= Rose Agnes Rolls Cousins =

American aviator and honorary Tuskegee Airman (1920–2006)

Rose Agnes Rolls Cousins (March 26, 1920 – July 30, 2006) was an aviator from Fairmont, West Virginia. She became the first African American woman to become a solo pilot in the Civilian Pilot Training Program.

== Early life and education ==

Rose Agnes Rolls was born on March 26, 1920, to Ann Alberta (Thornton) Rolls and Theodore Emory Rolls Sr. Growing up in Fairmont, West Virginia, Rose was introduced to flying at an early age. Visiting pilots to Fairmont would charge a dollar for a ride in their planes, and six year old Rose rode in a biplane with her father. This experience sparked a lifelong love of flying.

Rolls attended Dunbar High School, and was able to graduate early due to her academic ability. Rolls began her studies at West Virginia State College (now University) at the age of sixteen, and majored in business administration.

== Civilian Pilot Training Program ==

While attending college at West Virginia State College, the school introduced a Civilian Pilot Training Program (CPTP) in 1939. The school was one of only six historically Black secondary education institutions in the nation to establish one of these programs, which were federally funded. Rose Rolls was the only woman to join.

Initially, the director of the program, James C. Evans, was inclined to deny Rolls entry into the CPTP due to her gender. Due to her steady persistence, Evans eventually wrote several letters to government officials asking if one woman could join the program. Rolls was permitted to join, provided she could pass the same mental and physical exams as her male colleagues. She reportedly told the instructor, "I'll just put my hair up and you can pretend I'm a man."

During her training with the CPTP, Rolls learned to put the plane into a spin, land with the engine off, and fly upside down, all of which she completed successfully.

One requirement for a pilot's license under CPTP was to complete a solo cross-country flight using only compass and sights as guides. Rolls successfully flew from Fairmont to Parkersburg, West Virginia in strong winds.

Rolls received her pilot's license upon her graduation, officially becoming the first African American woman licensed under the CPTP. After her graduation, she continued to assist with the program.

== Tuskegee, Alabama ==

In 1941, the eleven graduates from West Virginia State College's pilot training program (ten male pilots and Rose Rolls) tried out for the U.S. Air Force training program for African American combat pilots in Tuskegee, Alabama. Those selected became popularly known as the Tuskegee Airmen.

During the war, Rolls faced double discrimination. She was denied entry into a combat role with the Tuskegee Airmen during World War II due to her gender. She then tried to join the Women Airforce Service Pilots (WASPs), a paramilitary aviation organization, but was rejected due to her race.

== Later life and employment ==

After being rejected from the Tuskegee Airmen, Rolls returned to Fairmont to help care for her aging parents. On December 31, 1941, she married Theodore W. Cousins from Montclair, New Jersey. The couple met during their time at West Virginia State College. They had two daughters, Emorene Nicole and Adrienne Michele. The marriage ended in 1969.

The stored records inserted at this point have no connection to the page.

PR #1285, opened 2020-11-09
No combinations of prefix+base unit symbol in the SI table

schmidmuc:
For some units there were symbols mentioned which are built from prefix+unit (e.g. Mbit/s was mentioned), for other units just the base unit was included in the table (e.g. only A was mentioned, but no kA oder mA). This is misleading/misunderstandable.

From my perspective the table SI should only show valid base units symbols and no combinations of prefix + base unit.

### DIFF
--- a/concepts/units-of-measurement.md
+++ b/concepts/units-of-measurement.md
@@ -80,7 +80,7 @@ The `org.eclipse.smarthome.core.library.dimension` and `javax.measure.quantity` 
 All units which are currently supported by default are listed in the tables below.
 
 
-Imperial:
+Imperial (base unit symbols):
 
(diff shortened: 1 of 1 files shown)


ghys (approved):
I think I agree with your assessment.
Can you review the contributing rules and add a sign-off line (https://github.com/openhab/openhab-docs/blob/main/CONTRIBUTING.md#sign-your-work) as a comment (no need to modify the commit message) here for merging?

schmidmuc:
Signed-off-by: Thomas Schmid <schmid.muc@gmail.com>

Confectrician (approved):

Rose faced a challenge finding employment, despite her degree and qualifications, due to her race. She taught algebra at her old high school and Bible School in Marion County, West Virginia. She then was hired as a secretary for a city director in Fairmont, the first African American to hold a position like this in Fairmont's city government. Eventually, she was employed as a manager of medical records at the Monongahela Valley Association of Health Centers (Fairmont Clinic) until her retirement in 1999.

Cousins was politically engaged and active in the community. She was a member of Marion County Democrat Women, a civil rights activist, and a lifetime member of the NAACP. She was also an adjunct lecturer and business education instructor at Fairmont State College.

Later in her life, Rose Cousins moved to her daughter's home in Washington, D.C. She died on July 30, 2006, at the age of 86, after a ten-year battle with Alzheimer's disease.

== Legacy ==

Rose Agnes Rolls Cousins remains one of West Virginia's most well-known aviators.

Rose was inducted as an honorary member of the Tuskegee Airmen in the 1980s. Her daughter cited her flight experience and her determination to break down racial and gender barriers as the motivation for this honor.